You think like an engineer :-) I think cloud services are appealing for a couple...

Pyxl101 · on March 8, 2016

I don't think he thinks like an engineer (not to insult him), but I think he's overlooking the challenges that exist to running large-scale systems.

> Add a second for failover.

That's not how it works. How does the second server pick up where the first server left off, when the requests are stateful? How does it know when to take over? (What detects that and how?) Or if it's a human, how does that human make the judgment call?

Cloud services are absolutely appealing from an engineering perspective. I am capable of building an application and running it on a fleet of machines such that the infrastructure takes care of itself completely and 100% by itself. Essentially no failure mode can involve me, unless either (A) my application has a defect in its logic, in which case it's unavoidable under any solution (B) probably a lot of customers are similarly affected, and someone is working on it. The data stores that I use are hosted and will not be impacted by any typical failure mode. The application that I've designed is deployed onto machines automatically, and if any of them encounter a failure that takes them offline, they'll be replaced automatically in a way that's a non-event. Furthermore, I have a blueprint for such systems such that building a new application in this way requires no more effort than filling out a single web form, after which an automation layer sets everything up, from the source control to the continuous build and deployment onwards.

Not all systems are simple enough to fit into this model, but if you account for it while designing new software, quite a lot of it can be. With the right building blocks you can operate very operations-free infrastructure at the application layer even at large scale. These problems might start to look different once you consider challenges that require tens, hundreds, thousands, or more individual machines to solve.

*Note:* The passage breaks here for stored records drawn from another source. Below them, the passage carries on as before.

PR #198, opened 2022-07-21
Move connector status update to heartbeat

wangch079:
Several changes:
1. Move the connector status to heartbeat
2. ~Fix a bug in method `fetch_document_ids`~
3. ~Fix a name typo in `es_sink.rb`~
4. Move the configuration update to heartbeat

#### Pre-Review Checklist

### DIFF
--- a/lib/core/elastic_connector_actions.rb
+++ b/lib/core/elastic_connector_actions.rb
@@ -84,12 +84,18 @@ module Core
         job['_id']
       end
 
-      def heartbeat(connector_id)
+      def heartbeat(connector_id, service_type)
         body = {
           :doc => {
             :last_seen => Time.now
           }
         }
+
+        connector_setting = Core::ConnectorSettings.fetch(connector_id)
+        if connector_setting.connector_status_allows_sync?
+          connector_instance = Connectors::REGISTRY.connector(service_type, connector_setting.configuration)
+          body[:doc][:status] = connector_instance.source_status[:status] == 'OK' ? Connectors::ConnectorStatus::CONNECTED : Connectors::ConnectorStatus::ERROR
+        end
 
         client.update(:index => CONNECTORS_INDEX, :id => connector_id, :body => body)
       end
--- a/lib/core/elastic_connector_actions.rb
+++ b/lib/core/elastic_connector_actions.rb
@@ -20,13 +20,7 @@ module Core
     class << self
 
       def force_sync(connector_id)
-        body = {
-          :doc => {
-            :scheduling => { :enabled => true },
-            :sync_now => true
-          }
-        }
-        client.update(:index => CONNECTORS_INDEX, :id => connector_id, :body => body)
+        update_connector_fields(connector_id, :scheduling => { :enabled => true }, :sync_now => true)
       end
 
       def create_connector(index_name, service_type)
@@ -63,15 +57,10 @@ module Core
       end
 
       def claim_job(connector_id)
-        body = {
-          :doc => {
-            :sync_now => false,
-            :last_sync_status => Connectors::SyncStatus::IN_PROGRESS,
-            :last_synced => Time.now
-          }
-        }
-
-        client.update(:index => CONNECTORS_INDEX, :id => connector_id, :body => body)
+        update_connector_fields(connector_id,
+                                :sync_now => false,
+                                :last_sync_status => Connectors::SyncStatus::IN_PROGRESS,
+                                :last_synced => Time.now)
 
         body = {
           :connector_id => connector_id,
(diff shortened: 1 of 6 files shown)


lib/core/elastic_connector_actions.rb
```diff
@@ -88,13 +88,19 @@ def claim_job(connector_package_id)
...
             :last_seen => Time.now
           }
         }
 
+        connector_setting = Core::ConnectorSettings.fetch(connector_package_id)
+        if connector_setting.connector_status_allows_sync?
+          connector_instance = Connectors::REGISTRY.connector(service_type, connector_setting.configuration)
+          body[:doc][:status] = connector_instance.source_status[:status] == 'OK' ? Connectors::ConnectorStatus::CONNECTED : Connectors::ConnectorStatus::ERROR
+        end
+
```
artem-shelkovnikov, line 103: ElasticConnectorActions method is not supposed to have any domain logic - it's only a wrapper around calls to Elasticsearch that are needed to support BYOC and BYOEI protocols.

I think this code should be pulled up to the caller of the method or into another class that encapsulates the logic.

lib/core/elastic_connector_actions.rb
```diff
@@ -155,8 +161,8 @@ def fetch_document_ids(index_name)
           hits = response['hits']['hits']
           ids = hits.map { |h| h['_id'] }
           result += ids
-          body[:search_after] = hits.last['sort']
           break if hits.size < page_size
+          body[:search_after] = hits.last['sort']
```
artem-shelkovnikov, line 165: What was the bug here?

lib/core/output_sink/es_sink.rb
```diff
@@ -40,7 +40,7 @@ def delete(doc_id)
     def flush(size: nil)
       flush_size = size || @flush_threshold
 
-      while @queue.any?
+      while @operation_queue.any?
```
artem-shelkovnikov, line 43: My bad, I did not properly fix it during the merge conflict fixes 🤦

artem-shelkovnikov (changes requested):

lib/core/elastic_connector_actions.rb
wangch079: OK, will look deeper tomorrow

lib/core/elastic_connector_actions.rb
wangch079: When hits are empty, `hits.last` is `nil`

artem-shelkovnikov: Ahhhh, good one!

artem-shelkovnikov:
Hi @wangch079, I've moved the small bugfixes into individual PRs to unblock further testing:

https://github.com/elastic/connectors-ruby/pull/200
https://github.com/elastic/connectors-ruby/pull/200

lib/core/elastic_connector_actions.rb
```diff
@@ -247,13 +237,9 @@ def ensure_job_index_exists
...
       end
 
-      def update_connector_field(connector_id, field_name, value)
-        body = {
-          :doc => {
-            field_name => value
-          }
-        }
-        client.update(:index => CONNECTORS_INDEX, :id => connector_id, :body => body)
+      def update_connector_fields(connector_id, doc = {})
```
artem-shelkovnikov, line 240: I'm not 100% sure about the name here - should it just be `update_connector`?

This method can also be reused in other methods throughout the file, for example in `update_connector_status` and such, while it can also be outside of scope of this PR

artem-shelkovnikov (approved):
LGTM! Left a small non-blocking note about method name.

lib/core/elastic_connector_actions.rb
wangch079: > This method can also be reused in other methods throughout the file, for example in `update_connector_status` and such, while it can also be outside of scope of this PR

Good point, I will make the change. It is also reused now by methods like `update_connector_configuration`. The previous method is called `update_connector_field`, which only allow updating one field in one request.

> I'm not 100% sure about the name here - should it just be `update_connector`?

Because this method is heavily used by other methods in `ElasticConnectorActions`, I think it makes more sense to keep it `update_connector_fields`

seanstory:
@wangch079 this was merged to `main` but not backported to 8.4. But the label is v8.4.0. Does this need a backport?

wangch079:
> @wangch079 this was merged to `main` but not backported to 8.4. But the label is v8.4.0. Does this need a backport?

Will backport it along with another PR https://github.com/elastic/connectors-ruby/pull/216.

artem-shelkovnikov:
@wangch079 I've tested it locally and subjectively it made my user experience a bit worse.

Before when I start the connector I immediately get the update of connector configuration and can go to the interface to fill in the configurable fields or set up scheduling.
If I immediately enable scheduling, with next wake-up I can start a sync immediately.

After the change the connector updates the connector configuration not immediately, but after the timer is triggered - in 30 seconds, which in turn makes me wait for 30 seconds to be able to set up configurable fields.

I think we can do a follow-up PR to trigger heartbeat of the connector immediately on start, what do you think?

wangch079:
@artem-shelkovnikov , initially I want to move the configuration initialization to heartbeat because I don't think it should be tied to job execution. I just realised that it runs in every loop because it was coded before the `should_sync?` check. But still, I think it has nothing to do with the sync job.

Both the Heartbeat timer and the polling job loop run every 60 seconds, so I don't really think it make it worse by moving it to heartbeat. But I agree your bad UX is due to `run_now` set to `false`. I can draft the PR, just one line change.

PR #203, opened 2022-07-22
Clean up stubs/connectors.rb and all usages

artem-shelkovnikov:
Not used any more, and seems there's no need for it any more.


lib/connectors/base/extractor.rb
```diff
@@ -12,8 +12,8 @@
 require 'date'
 
 require 'utility'
+require 'stubs/app_config'
 require 'stubs/connectors/stats' unless defined?(Rails)
-require 'stubs/connectors' unless defined?(Rails)
```
wangch079, line 16: When will `defined?(Rails)` be `true`?

wangch079 (commented):
What's the purpose of the `lib/stubs` dir? Can we remove it entirely?

lib/connectors/base/extractor.rb
artem-shelkovnikov: It never will be, it was done so that this file could be used in Rails apps as a part of a gem. At this point it's safe to remove this everywhere.

artem-shelkovnikov:
> What's the purpose of the lib/stubs dir? Can we remove it entirely?

It was done when we had to share a gem between `connectors` repository and `ent-search` repository. At this point there's no need in stubs, but there are some hard dependencies on them in the project that we need to resolve before removing code.

wangch079 (commented):
>It was done when we had to share a gem between `connectors` repository and `ent-search` repository. 

It doesn't feel right that the gem has some logic catering to the user of the gem.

Another challenge is ensuring that new systems are built in a way from the beginning that can scale and that will be easy for other people to maintain. You don't want some random new-hire at your company setting up the "opaque box from hell" that has all the data on its disk (and, ahem, a "second for failover", that through a mysterious and unknown mechanism somehow takes over for the first) and that no one else will be able to maintain during failure. You also don't want to be surprised a year or two down the line when you're scaling up for the Super Bowl or Tax Day or Black Friday, or whatever, and your software falls over because "Bob the Intern, who thought every software system can be solved with a single box and 100 lines of assembly code" didn't anticipate that the business would be larger one day. If you standardize onto a certain set of building blocks, you can build software that, in addition to being operations-free, can scale to a large degree.

Note: I'm speaking hyperbolically. No software is truly operations-free. It's all a matter of degree. I have worked however with teams that are expected to hand-manage their own machines, and teams that use effective cloud automation, and the pattern I've seen is a huge difference in their operational load from routine engineering tasks. I have also never seen systems that completely 100% automatically scale themselves, but there is still a huge difference between systems where you simply say "I want 10 machines" / "I want 10 requests per second to my data store", and a system like, "I guess it's time to tell our DBA to figure out how to shard our MySQL server".

I also think that a large company could achieve a lot of the benefits provided by the cloud in-house, with its own data centers, if it had really strong internal automation and APIs, and strong teams who operate shared services for other teams (e.g., managed data layers). The really strong software I'm aware of for solving these problems has been kept as a competitive advantage, not released open source. So the practical reality is that few companies have through-and-through automation of the quality and degree that you can get from top cloud providers.

> a) You free the capital, and the balance sheet looks nicer.

Yes, I agree that this is a genuine reason for some companies to prefer the cloud, but these are largely not companies who have "top brass". Companies that are large enough to be "top brass" are typically not so capital-constrained as that this would majorly affect their purchasing decisions. The companies that care about this, rather, tend to be smaller and more capital-constrained.

I think the more mundane reason why companies prefer the cloud, which is frequently overlooked, is that individual business units can purchase cloud services with more autonomy than they could traditionally order IT services in-house. Cloud budgets often fit within what an executive can expense within their own authority on a month-to-month basis, where as the same capital purchase would require more review and approval. So some companies tend toward the cloud because it makes them more agile by providing decisions they can make that are smaller and more easily fit within the scope of less-senior people.

kpil · on March 8, 2016

>individual business units can purchase cloud services with more autonomy

Yes, this is also probably true, as hardware costs are typically very noticeable as they are large but few. The old trick of splitting the bill works fine :-)

Anyway, I'm a control freak. I would very much want my teams to keep control of everything that is important to our core product and services, including servers and infrastructure - and everything that have to be ordered from another party - internal or not, actually more so if it's inhouse, is a potential delay or outage that is not fixed as soon as it is possible.

But then again, everyone should know their limits... :-)